As the companion article here notes, the employment of unmanned aircraft systems (UAS) has increased exponentially in the past 15 years. Despite some initial cultural roadblocks, UASs have become indispensable to our nation’s warfighters. However, the true test of their value lies in how effectively they are able to integrate with their manned counterparts. At a minimum, this requires deconflicting the airspace to prevent mishaps. However, a stronger model of integration mandates that manned and unmanned platforms work together, combining their strengths to “produce synergy not seen in single platforms.”1
There is currently no routine integration of manned and unmanned aircraft in civil airspace; instead, UAS access to the U.S. National Airspace System (NAS) has been granted on a case-by-case basis. The Pentagon’s ultimate goal is “to have appropriately equipped UAS gain routine access to the NAS in order to conduct domestic operations, exercises, training, and testing.”2 However, there are several barriers to overcome before this goal is realized. First and foremost, a sound “sense and avoid” capability must be developed to mitigate UAS’ lack of an on-board capability to see and avoid other aircraft, as is currently required by the U.S. Code of Federal Regulations. In addition, coping mechanisms must be developed to address vulnerabilities of the UAS command-and-control link.3
However, a more significant challenge for such integration is that posed by “Manned-Unmanned (MUM) Teaming.” The concept of MUM Teaming has been spearheaded by the U.S. Army, which defines it as “the use of both an Unmanned Aircraft System (UAS) and an armed (manned) helicopter in one engagement.”4 Using the VUIT-2 system on AH-64 Apache helicopters, U.S. Army pilots can currently receive video feeds and other sensor information from a host of different Army UAS. This provides an unprecedented capability for increased standoff ranges, as it allows for “enhanced Situational Awareness, greater lethality, improved survivability, and perhaps in the future, [providing] sustainment.”5 Even more impressive, the Block III upgrade of the AH-64 (scheduled for 2012) will increase the Level of Interoperability, so that AH-64 pilots will be able to receive UAS feeds, control UAS Electro-Optical (EO)/Infrared (IR) payloads, and dynamically re-task UASs.6
According to DoD’s FY 2011-2036 Unmanned Systems Integrated Roadmap, “To achieve the full potential of unmanned systems, DoD must continue to implement technologies and evolve tactics, techniques and procedures (TTP) that improve the teaming of unmanned systems with the manned force.”7 The Army’s model provides one glimpse into the capabilities that these technologies and TTPs might ultimately deliver. The Navy would be well-advised to follow suit in developing its own model, as the future utility of UASs will depend on successfully achieving MUM integration.

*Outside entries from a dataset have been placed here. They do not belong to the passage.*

PR #219, opened 2022-01-24
ndk: Remove and warn on trivial casts

MarijnS95:
`trivial-casts` is allowed by default as it still has some odd cases where the lint triggers incorrectly or is difficult to fix.  For our intents and purposes however it works just fine and prevents against riddling the code with unnecessary - usually untyped - `as` casts.

https://doc.rust-lang.org/rustc/lints/listing/allowed-by-default.html#explanation-22

CC @zarik5, #216

### DIFF
--- a/ndk/src/configuration.rs
+++ b/ndk/src/configuration.rs
@@ -136,7 +136,7 @@ impl Configuration {
     pub fn country(&self) -> Option<String> {
         let mut chars = [0u8; 2];
         unsafe {
-            ffi::AConfiguration_getCountry(self.ptr.as_ptr(), chars.as_mut_ptr() as *mut _);
+            ffi::AConfiguration_getCountry(self.ptr.as_ptr(), chars.as_mut_ptr().cast());
         }
         if chars[0] == 0 {
             None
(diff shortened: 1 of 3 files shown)


ndk/src/configuration.rs
```diff
@@ -136,7 +136,7 @@ impl Configuration {
     pub fn country(&self) -> String {
         let mut result = "  ".to_owned();
         unsafe {
-            ffi::AConfiguration_getCountry(self.ptr.as_ptr(), result.as_mut_ptr() as *mut _);
+            ffi::AConfiguration_getCountry(self.ptr.as_ptr(), result.as_mut_ptr());
```
MarijnS95, line 139: Fwiw besides the build error on x86 platforms (not sure how to cleanly perform the cast without tripping `trivial_casts` besides just disabling it either locally or not pulling in this PR altogether), this can also return two null-characters (https://developer.android.com/ndk/reference/group/configuration#aconfiguration_getcountry) and should realistically return an `Option` too.

dvc94ch (approved):

PR #223, opened 2022-02-07
Add ndk-context.

### LINKED ISSUE #211: Runtime problems when including multiple versions of ndk-glue
Having multiple versions of ndk-glue in the dependency tree leads to crashes because of uninitialized `NATIVE_ACTIVITY`.

Example: Including ndk-glue 0.5. When entering `main()`, `NATIVE_ACTIVITY` 0.5 gets initialized. Including Oboe crate that uses ndk-glue 0.4.0. When enumerating audio devices, i get:
```
thread 'tokio-runtime-worker' panicked at 'called `Option::unwrap()` on a `None` value', /Users/ric/.cargo/registry/src/github.com-1ecc6299db9ec823/ndk-glue-0.4.0/src/lib.rs:59:39
```

I tried using `[patch.crates-io]` but that does not seem to work.

This bug might be related to using `resolver = "2"` as required by wgpu.

dvc94ch:
Closes #211


rklaehn (approved):

zarik5 (changes requested):

zarik5:
As this PR stands, winit will not be able to replace ndk-glue with ndk-context, but maybe this is intended.

dvc94ch:
> As this PR stands, winit will not be able to replace ndk-glue with ndk-context, but maybe this is intended.

This is indeed intended. winit (and presumably a game engine) is highly tied to the runtime and cargo-apk. I think this should be enough for most crates wanting to add some android support. If there are crates for which this isn't sufficient we can collect the exact reasons why not in an issue and then see if we have to take further steps.

dvc94ch:
Ping @MarijnS95

dvc94ch:
@msiglreith looks like @MarijnS95 is on vaccation or something. what are your thoughts on this PR?

msiglreith (approved):
API-wise it looks good to me. The crate should be listed in the README and probably also include a section regarding `ndk-context` vs `ndk-glue` somewhere

dvc94ch:
So wondering if we shoud remove the `fn native_activity()` from `ndk-glue`. `winit` is using it to access the `AssetManager`. I think there is probably a way to get an `AssetManager` using only `ndk-context`. Maybe marking it as deprecated would get the message accross to people to stop using it.

dvc94ch:
Yep, we should deprecate it [0] shows how to access it using the jni.

- [0] https://stackoverflow.com/questions/22436259/android-ndk-why-is-aassetmanager-open-returning-null/22436260#22436260

MarijnS95:
> looks like @MarijnS95 is on vac~c~ation or something

Not anymore :wink:. Taking a (still rather short) break from open source was well needed.

---

I thought the idea was to remove all `static`s from `ndk-glue` and shove them into `ndk-context` (with the premise that we never do any breaking changes with breaking updates). It is yet unclear to me if it's right to assume that all points of contention over these duplicate `static` variables originate from purely needing the `vm` and/or `activity`? Looks like "deprecating" `native_activity()` is a bit too harsh?

ndk-glue/src/lib.rs
```diff
@@ -55,6 +55,7 @@ lazy_static! {
 
 static mut NATIVE_ACTIVITY: Option<NativeActivity> = None;
 
+#[deprecated]
```
MarijnS95, line 58: Not sure if this is a good idea. If it is, at least set a sensible message here (`#[deprecated = "..."]`).

ndk-context/src/lib.rs
```diff
@@ -0,0 +1,86 @@
...
+        self.context_jobject
+    }
+}
+
+/// Main entry point to this crate. Returns an [`AndroidContext`].
+pub fn android_context() -> AndroidContext {
+    unsafe { ANDROID_CONTEXT.expect("android context was initialized") }
+}
+
+/// Initializes the [`AndroidContext`]. [`AndroidContext`] is initialized by `ndk-glue` before
```
MarijnS95, line 75: `https://crates.io/crates/ndk-glue` just like we link to the `jni` crate?

ndk-context/src/lib.rs
```diff
@@ -0,0 +1,86 @@
...
+/// main is called.
+///
+/// # Safety
+///
+/// The pointers need to be valid.
+pub unsafe fn initialize_android_context(java_vm: *mut c_void, context_jobject: *mut c_void) {
```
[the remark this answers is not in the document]
dvc94ch: well, it's unsafe to call after main was called (as it can spawn threads and cause data races etc) also it's unsafe to not be initialized before main. I think `#[doc(hidden)]` as originally proposed is probably the right thing to do.

ndk-glue/src/lib.rs
dvc94ch: will remove

dvc94ch:
Yes, think removing the static `NATIVE_ACTIVITY` is the right thing to do (and complementary to ndk-context).  Although not sure about removing `NATIVE_WINDOW`, `INPUT_QUEUE` and `CONTENT_RECT`.

So in general are you ok with the ndk-context approach to partly solving this problem?

dvc94ch:
So removed the NATIVE_ACTIVITY global as I think this is one we agree on and is worth doing.

MarijnS95:
https://github.com/MarijnS95/android-ndk-rs/compare/anativeactivity-instance @dvc94ch This is my draft idea for removing fallible `static` globals entirely, I can open a PR and we can iterate on it in parallel with your changes.

dvc94ch:
@MarijnS95 that looks good, I think it's an improvement for some use cases. But in general I still think we should try to discourage the use of ndk-glue unless it's absolutely necessary. If you open a PR we can merge it and I'll change jni-audio back to using ndk-context.

ndk-context/src/lib.rs
```diff
@@ -0,0 +1,87 @@
...
+pub fn android_context() -> AndroidContext {
+    unsafe { ANDROID_CONTEXT.expect("android context was initialized") }
+}
+
+/// Initializes the [`AndroidContext`]. [`AndroidContext`] is initialized by [__ndk-glue__](https://crates.io/crates/ndk-glue)
+/// before main is called.
+///
+/// # Safety
+///
+/// The pointers must be valid and this function must be called exactly once before `main` is
```
MarijnS95, line 80: Fwiw you can decide to panic if `ANDROID_CONTEXT` was not `None` to uphold this guarantee. `ANDROID_CONTEXT.replace(AndroidContext { ... }).is_none()`.

MarijnS95:
> But in general I still think we should try to discourage the use of ndk-glue unless it's absolutely necessary.

I think both PRs are a great step in that direction :wink:. Mine still has some open questions though:
- what if a client application already uses the public `instance` field for its own cases?
- `static` is gone now, but what if two different `ndk-glue` versions with incompatible `GlueInstance` layout try to cast and use the same pointer?

Will need some more thoughts, I think I'll get this merged + released + backported ASAP, then PR the migration to most obvious crates and see where to move next.

ndk-context/src/lib.rs
```diff
@@ -0,0 +1,87 @@
+//! Provides a stable api to rust crates for interfacing with the android platform. It is
+//! initialized by the runtime, usually [__ndk-glue__](https://crates.io/crates/ndk-glue),
+//! but could also be initialized by java or kotlin code when embedding in an existing android
+//! project.
```
MarijnS95, line 4: Just in case, perhaps mention here that having this crate duplicated in the crate graph is dangerous (and we should do everything in our power to never make breaking changes again).

ndk-examples/examples/jni_audio.rs
```diff
@@ -7,9 +7,8 @@ const GET_DEVICES_OUTPUTS: jni::sys::jint = 2;
 
 fn enumerate_audio_devices() -> Result<(), Box<dyn std::error::Error>> {
     // Create a VM for executing Java calls
-    let native_activity = ndk_glue::native_activity();
-    let vm_ptr = native_activity.vm();
-    let vm = unsafe { jni::JavaVM::from_raw(vm_ptr) }?;
+    let ctx = ndk_context::android_context();
+    let vm = unsafe { jni::JavaVM::from_raw(ctx.vm() as *mut jni::sys::JavaVM) }?;
```
MarijnS95, line 11:
```suggestion
    let vm = unsafe { jni::JavaVM::from_raw(ctx.vm().cast()) }?;
```

Perhaps?

ndk-examples/examples/jni_audio.rs
```diff
@@ -18,7 +17,7 @@ fn enumerate_audio_devices() -> Result<(), Box<dyn std::error::Error>> {
 
     let audio_manager = env
         .call_method(
-            native_activity.activity(),
+            ctx.context() as jni::sys::jobject,
```
MarijnS95, line 20:
```suggestion
            ctx.context().cast(),
```

Should work here too?

ndk-glue/src/lib.rs
```diff
@@ -165,6 +165,10 @@ pub unsafe fn init(
     callbacks.onLowMemory = Some(on_low_memory);
 
     let activity = NativeActivity::from_ptr(activity);
+    ndk_context::initialize_android_context(
+        activity.vm() as *mut std::ffi::c_void,
+        activity.activity() as *mut std::ffi::c_void,
```
MarijnS95, line 170: And `.cast()` here. Maybe the `ndk-context` docs too?

README.md
```diff
@@ -8,6 +8,7 @@ Name | Description | Badges
 --- | --- | ---
 [`ndk-sys`](./ndk-sys) | Raw FFI bindings to the NDK | [![crates.io](https://img.shields.io/crates/v/ndk-sys.svg)](https://crates.io/crates/ndk-sys) [![crates.io](https://docs.rs/ndk-sys/badge.svg)](https://docs.rs/ndk-sys)
 [`ndk`](./ndk) | Safe abstraction of the bindings | [![crates.io](https://img.shields.io/crates/v/ndk.svg)](https://crates.io/crates/ndk) [![crates.io](https://docs.rs/ndk/badge.svg)](https://docs.rs/ndk)
+[`ndk-context`](./ndk-context) | Runtime API | [![crates.io](https://img.shields.io/crates/v/ndk-context.svg)](https://crates.io/crates/ndk-context)
```
MarijnS95, line 11: Not sure if this is strictly an API, but I can't really come up with a short enough alternative. `Runtime handle storage` but that's weird perhaps.

ndk-context/src/lib.rs
MarijnS95: Dangerous in the sense that you'll get annoying errors, same as we get right now and are trying to solve by moving to a crate that's a bit more stable.

ndk-context/Cargo.toml
```diff
@@ -0,0 +1,11 @@
+[package]
+name = "ndk-context"
+version = "0.1.0"
+authors = ["The Rust Windowing contributors"]
+edition = "2021"
+description = "API for accessing the jni."
```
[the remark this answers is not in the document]
dvc94ch: How about "android handles for accessing the jni"? Essentially that's what it is as you can access any android jni api with these.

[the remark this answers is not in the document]
dvc94ch: or "handles for accessing android apis"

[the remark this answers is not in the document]
MarijnS95: Perfect.

ndk-context/src/lib.rs
dvc94ch: well, I guess that's up to us to make sure we don't release breaking changes. I think it's simple enough that we can say we nailed it.

ndk-context/src/lib.rs
```diff
@@ -0,0 +1,88 @@
...
+    }
+}
+
+/// Main entry point to this crate. Returns an [`AndroidContext`].
+pub fn android_context() -> AndroidContext {
+    unsafe { ANDROID_CONTEXT.expect("android context was not initialized") }
+}
+
+/// Initializes the [`AndroidContext`]. [`AndroidContext`] is initialized by [__ndk-glue__](https://crates.io/crates/ndk-glue)
+/// before main is called.
```
MarijnS95, line 76:
```suggestion
/// before `main` is called.
```

MarijnS95:
Looks like GH comment notifications are all over the place. Are we removing `native_activity()`, deprecating it at least, or leaving it to a separate PR entirely?

MarijnS95:
Do we need a changelog for the new crate, and the changes listed in the `ndk-glue` crate? Then I think we are ready for merging and releasing. I'm preparing the necessary changes to backport this to older `ndk-glue` crates which are currently used by at least `winit`.

dvc94ch:
> Looks like GH comment notifications are all over the place. Are we removing native_activity(), deprecating it at least, or leaving it to a separate PR entirely?

Think we can hold off for with releasing until your PR lands, I removed my changes. Got to go afk for a while, will add a CHANGELOG afterwards.

MarijnS95:
We can do a non-breaking patch release (same for the backports) now with `#[deprecated = "Don't use for `vm()` purposes"]`, preparing everyone for this future. Or without the deprecation, as my PR would be breaking anyway.

zarik5:
The crate oboe requires the VM and Context pointers, but also the sdk version. Is there a way of getting the sdk version from the context pointer?

dvc94ch:
yes, should be possible, although will require fiddling a bit with the jni.

https://developer.android.com/reference/android/os/Build

zarik5:
@dvc94ch Oh that's great, thanks!

PR #225, opened 2022-02-15
ndk-glue: Initialize ndk-context on 0.5 stable releases

MarijnS95:
In order to show that [#223] solves our problem ([#211]) with multiple ndk-glue versions in tree, all having their own `static` globals, backport the `ndk-context` initialization to `ndk-glue 0.5` so that everyone on `winit 0.26` (pending a `winit 0.27` release) can be compatible with other crates using the Java VM and/or Android Context.  These crates will need to migrate to `ndk-context` first though.

[#211]: https://github.com/rust-windowing/android-ndk-rs/issues/211
[#223]: https://github.com/rust-windowing/android-ndk-rs/pull/223

### DIFF
--- a/.github/workflows/publish.yml
+++ b/.github/workflows/publish.yml
@@ -2,7 +2,7 @@ name: Publish
 
 on:
   push:
-    branches: [master]
+    branches: [master, '*-stable']
     paths: "**/Cargo.toml"
 
 jobs:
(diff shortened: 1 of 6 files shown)


dvc94ch (approved):

MarijnS95:
https://github.com/rust-windowing/android-ndk-rs/actions/runs/1847041444 Looks like it works, publish is running :crossed_fingers:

1. U.S. Army Unmanned Aircraft Systems Roadmap 2010-2035 (Fort Rucker AL: U.S. Army UAS Center of Excellence, April 2010), p. 15.
2. Department of Defense Report to Congress on Addressing Challenges for Unmanned Aircraft Systems, Under Secretary of Defense Acquisition, Technology, and Logistics, September 2010 at http://www.acq.osd.mil/psa/docs/2010-uas-annual-report.pdf. Inside Defense, “DOD: UAS Flights In National Airspace To Boom In Next Five Years,” 18 November 2010.

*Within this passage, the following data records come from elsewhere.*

PR #235, opened 2022-03-02
Update README.md

ManevilleF:
Fixed the `adb logcat` command


dvc94ch:
This seems to depend on the shell. The command works for me without quotes in sh and bash, but not fish (my default shell). So I'd say the command is fine, users of non posix shells are expected to adapt.

PR #238, opened 2022-03-08
Update to `cargo-subcommand 0.8.0` with `clap` argument parser

### LINKED ISSUE #182: Calling `cargo apk` (with e.g. `help`) outside of a crate/workspace should work
I get a `Didn't find Cargo.toml` error in `cargo-subcommand`, so it's not really a bug in `cargo-apk`. However since `cargo-apk` is the only user it might make sense to move it into this repo?

### LINKED ISSUE #217: `cargo-apk`: Parse and act on commandline arguments before finding and panicking on incomplete workspace

dvc94ch:
Fixes #182
Fixes #217


cargo-apk/src/main.rs
```diff
@@ -1,82 +1,75 @@
...
+        #[clap(flatten)]
+        args: Args,
+    },
+    /// Compiles the current package and creates an apk
+    Build {
+        #[clap(flatten)]
+        args: Args,
+    },
+    /// Run a binary or example of the local package
+    Run {
```
MarijnS95, line 33: Can these have `short` annotations as well? I really crave for `cargo apk r` etc, it's in my workflow :)

cargo-apk/src/apk.rs
```diff
@@ -84,7 +84,7 @@ impl<'a> ApkBuilder<'a> {
             if self.cmd.target().is_none() {
                 cargo.arg("--target").arg(triple);
             }
-            cargo.args(self.cmd.args());
+            self.cmd.args().apply(&mut cargo);
```
MarijnS95, line 87: The `Args` struct in `cargo-subcommand` only holds and applies a limited set of args now, how about (new) arguments that are not (yet) recognized by it? Ie. all flags related to features are not in the struct and hence won't be forwarded to `cargo`.

Perhaps we should keep storing and passing the original set of arguments as-is?

cargo-apk/src/main.rs
```diff
@@ -1,82 +1,75 @@
...
+
+#[derive(Parser)]
+struct Cmd {
+    #[clap(subcommand)]
+    apk: ApkCmd,
+}
+
+#[derive(clap::Subcommand)]
+enum ApkCmd {
+    /// Helps cargo build apk's for android
```
MarijnS95, line 13: I think the plural of `apk` is without apostrophe?

MarijnS95: And `android` is capitalized.

cargo-apk/src/main.rs
```diff
@@ -1,82 +1,75 @@
...
+}
+
+#[derive(clap::Subcommand)]
+enum ApkSubCmd {
+    /// Checks that the current package builds without creating an apk
+    Check {
+        #[clap(flatten)]
+        args: Args,
+    },
+    /// Compiles the current package and creates an apk
```
MarijnS95, line 27: I think all doc comments should be written in first person, ie. `Compile` and `build` without `-s`.

MarijnS95:
@dvc94ch Now that https://github.com/dvc94ch/cargo-subcommand/pull/15 is in would you mind rebasing this?

dvc94ch:
@MarijnS95 not sure it's worth it. I'd recommend giving `x new helloworld && cd helloworld && x run` a try. except ios all platforms should work out of the box, ios should catch up in the next few days now that I got an apple developer subscription. Would appreciate your thoughts on it, and what features you think are missing.

- [0] https://github.com/cloudpeers/x

MarijnS95:
@dvc94ch Without even looking at the code or testing it out, I really dislike your approach of throwing the status quo out and starting over from scratch.

https://xkcd.com/927/

dvc94ch:
it has a clearly different scope to cargo-apk. I don't think I'm throwing the status quo out. It doesn't replace `ndk` or `ndk-glue` or `ndk-context`. It's just a build/packaging tool that knows how to build flutter, rust and flutter/rust applications. I don't think extending the scope of cargo-apk would have been the right approach. It's also likely that cargo-apk still has utility in certain niches, especially if you only care about android game development.

MarijnS95:
In fact, looking at your repo, I see a lot of familiar files. Files I've recently fixed bugs in, or contributed new features to, here in `android-ndk-rs` or `cargo-subcommand`.

I am just uncomfortable maintaining the same thing in two disconnected repos, and as such only feel ready to try out and migrate to `x` if we make a clear deprecation and archival plan for `cargo-apk`, here and now. `ndk-build` can stay if and only if it is used in `x`, otherwise I see no reason to keep the maintenance burden up for that too.

(Fwiw why bring ndk/ndk-glue/ndk-context up, when this issue is clearly only about cargo-apk/ndk-build/cargo-subcommand?)

dvc94ch:
> Files I've recently fixed bugs in, or contributed new features to, here in android-ndk-rs or cargo-subcommand.

I'm aware of that, and I appreciate it.

> I see a lot of familiar files

before the renewed effort to maintain cargo-subcommand I did copy some parts. it shares very little or no code with cargo-apk or ndk-build other than some manifest structs `apk/src/manifest.rs`. that's because it takes a different approach. it implements aapt/apksigner/zipalign in rust more or less. A lot of care was taken to avoid dependencies on the environment, so I decided (maybe naively so) that implementing it in rust would mean that `cargo install` would just work on all platforms.

I really don't want to force you to use x if you don't like it :)

dvc94ch:
> Fwiw why bring ndk/ndk-glue/ndk-context up, when this issue is clearly only about cargo-apk/ndk-build/cargo-subcommand?

just for clarification, no particular reason.

anyway, I was asking about how to move forward, I'm happy to factor out shared components to decrease the maintainance burden or whatever. for various reasons it happened to turn out like this (it starting out as a research project). now there is a what I believe is a useful tool which I spent 3 months building. but I'm also fine going our separate ways.

MarijnS95:
> anyway, I was asking about how to move forward, I'm happy to factor out shared components to decrease the maintainance burden or whatever. for various reasons it happened to turn out like this (it starting out as a research project). now there is a what I believe is a useful tool which I spent 3 months building. but I'm also fine going our separate ways.

Fair enough, this had to start somewhere. I don't mind factoring out shared components as long `x` fully supersedes `cargo-apk` (and I'd love for `cargo-ndk` features to be possible with it too), and we deprecate it as a consequence. But do read on.

> it implements aapt/apksigner/zipalign in rust more or less

I'm very happy about this. Setting those up and having a Java dependency (for at least `keytool`, but that isn't needed too often) has been a pain, while we want APK building to be as painless (and with the least possible dependencies outside of `cargo`) as possible.

> I really don't want to force you to use x if you don't like it :)

I _want_ to use `x` if it turns out to be good. What I absolutely don't want is for `cargo-apk+ndk-build` and `x` to coexist with significant enough feature overlap to compete, that's a waste of our development time. As such, I think to proceed we should:

1. I (and hopefully I'm not alone) should check out your tool and evaluate how much all the extra automation improves my workflow;
2. At the same time, evaluate what we're missing in contrast to `cargo-apk`, or just in general;
3. Set up a clear deprecation plan for `cargo-apk`. I don't want to maintain it and I don't think others should either, they should instead contribute to `x`;
4. I can perhaps take some of the burden of porting the bugfixes and features from here to `x`;
5. We deprecate and remove `cargo-apk` and `ndk-build` (caveat: we can also decide to keep `ndk-build` and slim it down to be useful for `x` and others).

I'm then not sure what to do with `cargo-subcommand`. Perhaps we need that crate pulled apart to have a separate library for the manifest format and parsing (perhaps including `.cargo/config.toml`). Some other tools already have/do that, doesn't a separate crate like it exist already?

dvc94ch:
> 1. I (and hopefully I'm not alone) should check out your tool and evaluate how much all the extra automation improves my workflow;

that would be the first step, really looking forward to get your feedback on this.

> 2. At the same time, evaluate what we're missing in contrast to cargo-apk, or just in general;

There are a couple of differences between `cargo-apk` and `x --platform android`:

2.1 `cargo-apk` uses readelf to automatically add third party libraries to apk. We could generalize it using llvm-objdump to make it work cross platform.

2.2 C++ has not been tested, think it's just a matter of including the libc++

2.3 cmake has not been tested, but think we agreed previously that cmake should fix any issues instead of us working around it

2.4 manifest is parsed from the `manifest.yml` `android: manifest: ` section. this is to enable the same workflow in flutter, rust and flutter/rust apps. should be mostly compatible (superset of existing manifest features)

2.5 ndk-debug is not supported. I have a work in progress `x lldb` command which should be cross platform. this is on my todo list.

> 3. Set up a clear deprecation plan for cargo-apk. I don't want to maintain it and I don't think others should either, they should instead contribute to x;
> 4. I can perhaps take some of the burden of porting the bugfixes and features from here to x;

That would be cool, but let's start with 1 first :)

> 5. We deprecate and remove cargo-apk and ndk-build (caveat: we can also decide to keep ndk-build and slim it down to be useful for x and others).

By removing the reliance on shell/python scripts spread out through the ndk and doing everything in rust, ndk-build is not really that useful anymore. Instead there is a bit of code to handle each platform in various places without requiring much special handling for android. You can simply call `cargo.use_ndk(path: &Path)` or `cargo.use_xwin(path: &Path)` or cargo.use_ios_sdk(path: &Path)`.

MarijnS95:
Reopening and resolving conflicts as I really like to get this cleanup/improvement in. Will re-review and dogfood this on my own working env for a while.

Cargo.toml
```diff
@@ -9,3 +9,6 @@ members = [
     "ndk-sys",
     "cargo-apk",
 ]
+
+[patch.crates-io]
+cargo-subcommand = { git = "https://github.com/dvc94ch/cargo-subcommand", branch = "master" }
```
MarijnS95, line 14: Will need to make a new `cargo-subcommand` release before we get this in - but give it some time to finalize this first.

cargo-apk/src/main.rs
```diff
@@ -1,112 +1,96 @@
...
+        ApkSubCmd::Run { args, no_logcat } => {
+            let cmd = Subcommand::new(args.subcommand_args)?;
+            let builder = ApkBuilder::from_subcommand(&cmd, args.device)?;
             anyhow::ensure!(cmd.artifacts().len() == 1, Error::invalid_args());
-            builder.run(&cmd.artifacts()[0])?;
-        }
-        "--" => {
-            builder.default()?;
+            builder.run(&cmd.artifacts()[0], no_logcat)?;
         }
```
MarijnS95, line 84: Let's see if I can add back support for this, as it was quite useful.

MarijnS95: It is sort of working, but getting unknown arguments (outside of `cargo_subcommand::Args`) parsed properly is tricky and left out for now.

msiglreith (approved):
lgtm, checked it locally and functionality seems to be all there

MarijnS95:
I'll push out a `cargo-subcommand` release tomorrow, and merge this while test-driving it locally for a few days. Will then probably release `0.10.0` or `0.9.5` some time next week.

cargo-apk/src/main.rs
MarijnS95: Finally fixed/implemented in https://github.com/rust-windowing/android-ndk-rs/pull/363!

PR #239, opened 2022-03-12
Fix provided libs hashset containing those missing on-device

zer0def:
A small bugfix to a bug introduced with #187, as `libc++_shared.so` is added into the `provided` hashset when crawling Android NDK search paths, which are assumed present on-device, but this particular case is neither on-device, nor ends up included as an artifact when bundling needed libraries.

3. Andrew Lacher et. al., “Airspace Integration Alternatives for Unmanned Aircraft,” presented at AUVSI Unmanned Asia-Pacific 2010, 1 February 2010 at: <http://www.mitre.org/work/tech_papers/2010/10_0090/10_0090.pdf>
4. U.S. Army Aviation Center of Excellence, “Manned-Unmanned Operations (MUM-O),” 22 March 2010 at : <http://www.rucker.army.mil/docs/usaace_info/USAACE%20Info%20Paper%20UAS%20COE%20MUM-O%2022%20Mar%2010.pdf>. See also U.S. Army Unmanned Aircraft Systems Roadmap 2010-2035 (Fort Rucker AL: U.S. Army UAS Center of Excellence, April 2010), pp. 15-16.

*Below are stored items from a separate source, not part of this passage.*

PR #240, opened 2022-03-13
Initial jni support.

dvc94ch:
Spent a few hours today looking into rewriting `jni-bindgen/jni-android-sys` as besides not working with `cargo-apk` and being unmaintained, the code is overly complicated and messy. Not really sure if it's worth doing at all, as the jni crate seems easy enough to use, but here it is.

### DIFF
--- a/Cargo.toml
+++ b/Cargo.toml
@@ -1,5 +1,8 @@
 [workspace]
 members = [
+    "android-sys",
+    "cargo-apk",
+    "jni-bindgen",
     "ndk",
     "ndk-context",
     "ndk-macro",
@@ -7,5 +10,4 @@ members = [
     "ndk-examples",
     "ndk-glue",
     "ndk-sys",
-    "cargo-apk",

5. U.S. Army Unmanned Aircraft Systems Roadmap 2010-2035 (Fort Rucker AL: U.S. Army UAS Center of Excellence, April 2010), p. 15.
6. As defined by NATO’s Standardization Agreement 4586, the five Levels of Interoperability are:
Level 1: Transfer of filtered UAV data to a third party
Level 2: Direct transfer of live UAV data via a ground station to a remote command system
Level 3: Control of the onboard systems by commanders in the command system
Level 4: In-flight control by the command system; level 5: Full flight control by the command system, including take-off and landing FY 2011-2036 Unmanned Systems Integrated Roadmap (Washington, DC: Department of Defense). See also U.S. Army Aviation Center of Excellence, “Manned-Unmanned Operations (MUM-O),” 22 March 2010.
7. FY 2011-2036 Unmanned Systems Integrated Roadmap (Washington, DC: Department of Defense).